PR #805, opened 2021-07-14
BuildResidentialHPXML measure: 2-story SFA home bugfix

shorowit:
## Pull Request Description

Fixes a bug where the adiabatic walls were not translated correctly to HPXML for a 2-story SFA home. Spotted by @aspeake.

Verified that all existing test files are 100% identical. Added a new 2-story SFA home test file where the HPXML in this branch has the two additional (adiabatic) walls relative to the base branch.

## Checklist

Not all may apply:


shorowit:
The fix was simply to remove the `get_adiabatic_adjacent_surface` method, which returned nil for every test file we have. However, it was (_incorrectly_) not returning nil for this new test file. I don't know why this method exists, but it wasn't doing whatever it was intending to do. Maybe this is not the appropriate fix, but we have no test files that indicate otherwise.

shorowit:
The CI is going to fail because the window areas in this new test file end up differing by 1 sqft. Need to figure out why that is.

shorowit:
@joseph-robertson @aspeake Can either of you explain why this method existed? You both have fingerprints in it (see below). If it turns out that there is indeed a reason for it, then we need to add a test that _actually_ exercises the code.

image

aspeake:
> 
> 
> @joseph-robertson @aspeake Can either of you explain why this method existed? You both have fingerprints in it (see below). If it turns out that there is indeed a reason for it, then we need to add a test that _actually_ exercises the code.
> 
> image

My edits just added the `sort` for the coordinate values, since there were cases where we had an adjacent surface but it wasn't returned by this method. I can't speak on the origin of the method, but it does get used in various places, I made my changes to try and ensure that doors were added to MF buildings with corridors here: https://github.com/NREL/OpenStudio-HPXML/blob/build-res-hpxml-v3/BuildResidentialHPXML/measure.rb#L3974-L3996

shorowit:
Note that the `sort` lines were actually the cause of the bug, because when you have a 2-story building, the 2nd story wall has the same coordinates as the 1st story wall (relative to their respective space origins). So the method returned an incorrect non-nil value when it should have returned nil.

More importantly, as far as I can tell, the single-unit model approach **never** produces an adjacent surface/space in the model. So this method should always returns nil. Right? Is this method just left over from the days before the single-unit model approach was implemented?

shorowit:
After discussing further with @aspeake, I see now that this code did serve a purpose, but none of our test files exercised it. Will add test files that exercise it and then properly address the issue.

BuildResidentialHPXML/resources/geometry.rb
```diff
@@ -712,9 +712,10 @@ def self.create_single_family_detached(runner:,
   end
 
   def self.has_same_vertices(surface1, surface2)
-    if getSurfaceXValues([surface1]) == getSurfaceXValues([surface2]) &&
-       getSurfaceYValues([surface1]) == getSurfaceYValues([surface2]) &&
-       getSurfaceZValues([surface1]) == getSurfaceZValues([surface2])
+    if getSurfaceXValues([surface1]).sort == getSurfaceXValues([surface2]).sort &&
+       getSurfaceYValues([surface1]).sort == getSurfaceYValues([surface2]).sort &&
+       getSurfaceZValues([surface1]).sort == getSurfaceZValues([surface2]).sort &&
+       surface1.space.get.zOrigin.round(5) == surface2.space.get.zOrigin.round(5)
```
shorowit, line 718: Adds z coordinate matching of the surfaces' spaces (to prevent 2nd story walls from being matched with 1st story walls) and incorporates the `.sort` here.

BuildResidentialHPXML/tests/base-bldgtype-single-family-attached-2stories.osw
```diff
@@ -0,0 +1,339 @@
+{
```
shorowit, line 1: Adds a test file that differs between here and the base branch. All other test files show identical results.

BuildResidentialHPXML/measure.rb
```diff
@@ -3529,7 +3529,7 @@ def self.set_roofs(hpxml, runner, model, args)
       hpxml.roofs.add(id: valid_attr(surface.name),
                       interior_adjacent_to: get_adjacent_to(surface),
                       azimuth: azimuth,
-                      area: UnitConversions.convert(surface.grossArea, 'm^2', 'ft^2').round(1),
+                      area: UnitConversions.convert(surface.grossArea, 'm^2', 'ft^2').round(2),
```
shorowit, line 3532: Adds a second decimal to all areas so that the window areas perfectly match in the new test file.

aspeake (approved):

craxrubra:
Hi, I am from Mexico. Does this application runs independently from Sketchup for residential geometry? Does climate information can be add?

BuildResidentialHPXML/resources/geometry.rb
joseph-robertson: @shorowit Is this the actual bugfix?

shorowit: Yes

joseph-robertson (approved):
________________
Give all of the entries again, exactly.

_Exercise response_:
PR #805, opened 2021-07-14
BuildResidentialHPXML measure: 2-story SFA home bugfix

shorowit:
## Pull Request Description

Fixes a bug where the adiabatic walls were not translated correctly to HPXML for a 2-story SFA home. Spotted by @aspeake.

Verified that all existing test files are 100% identical. Added a new 2-story SFA home test file where the HPXML in this branch has the two additional (adiabatic) walls relative to the base branch.

## Checklist

Not all may apply:


shorowit:
The fix was simply to remove the `get_adiabatic_adjacent_surface` method, which returned nil for every test file we have. However, it was (_incorrectly_) not returning nil for this new test file. I don't know why this method exists, but it wasn't doing whatever it was intending to do. Maybe this is not the appropriate fix, but we have no test files that indicate otherwise.

shorowit:
The CI is going to fail because the window areas in this new test file end up differing by 1 sqft. Need to figure out why that is.

shorowit:
@joseph-robertson @aspeake Can either of you explain why this method existed? You both have fingerprints in it (see below). If it turns out that there is indeed a reason for it, then we need to add a test that _actually_ exercises the code.

image

aspeake:
> 
> 
> @joseph-robertson @aspeake Can either of you explain why this method existed? You both have fingerprints in it (see below). If it turns out that there is indeed a reason for it, then we need to add a test that _actually_ exercises the code.
> 
> image

My edits just added the `sort` for the coordinate values, since there were cases where we had an adjacent surface but it wasn't returned by this method. I can't speak on the origin of the method, but it does get used in various places, I made my changes to try and ensure that doors were added to MF buildings with corridors here: https://github.com/NREL/OpenStudio-HPXML/blob/build-res-hpxml-v3/BuildResidentialHPXML/measure.rb#L3974-L3996

shorowit:
Note that the `sort` lines were actually the cause of the bug, because when you have a 2-story building, the 2nd story wall has the same coordinates as the 1st story wall (relative to their respective space origins). So the method returned an incorrect non-nil value when it should have returned nil.

More importantly, as far as I can tell, the single-unit model approach **never** produces an adjacent surface/space in the model. So this method should always returns nil. Right? Is this method just left over from the days before the single-unit model approach was implemented?

shorowit:
After discussing further with @aspeake, I see now that this code did serve a purpose, but none of our test files exercised it. Will add test files that exercise it and then properly address the issue.

BuildResidentialHPXML/resources/geometry.rb
```diff
@@ -712,9 +712,10 @@ def self.create_single_family_detached(runner:,
   end
 
   def self.has_same_vertices(surface1, surface2)
-    if getSurfaceXValues([surface1]) == getSurfaceXValues([surface2]) &&
-       getSurfaceYValues([surface1]) == getSurfaceYValues([surface2]) &&
-       getSurfaceZValues([surface1]) == getSurfaceZValues([surface2])
+    if getSurfaceXValues([surface1]).sort == getSurfaceXValues([surface2]).sort &&
+       getSurfaceYValues([surface1]).sort == getSurfaceYValues([surface2]).sort &&
+       getSurfaceZValues([surface1]).sort == getSurfaceZValues([surface2]).sort &&
+       surface1.space.get.zOrigin.round(5) == surface2.space.get.zOrigin.round(5)
```
shorowit, line 718: Adds z coordinate matching of the surfaces' spaces (to prevent 2nd story walls from being matched with 1st story walls) and incorporates the `.sort` here.

BuildResidentialHPXML/tests/base-bldgtype-single-family-attached-2stories.osw
```diff
@@ -0,0 +1,339 @@
+{
```
shorowit, line 1: Adds a test file that differs between here and the base branch. All other test files show identical results.

BuildResidentialHPXML/measure.rb
```diff
@@ -3529,7 +3529,7 @@ def self.set_roofs(hpxml, runner, model, args)
       hpxml.roofs.add(id: valid_attr(surface.name),
                       interior_adjacent_to: get_adjacent_to(surface),
                       azimuth: azimuth,
-                      area: UnitConversions.convert(surface.grossArea, 'm^2', 'ft^2').round(1),
+                      area: UnitConversions.convert(surface.grossArea, 'm^2', 'ft^2').round(2),
```
shorowit, line 3532: Adds a second decimal to all areas so that the window areas perfectly match in the new test file.

aspeake (approved):

craxrubra:
Hi, I am from Mexico. Does this application runs independently from Sketchup for residential geometry? Does climate information can be add?

BuildResidentialHPXML/resources/geometry.rb
joseph-robertson: @shorowit Is this the actual bugfix?

shorowit: Yes

joseph-robertson (approved):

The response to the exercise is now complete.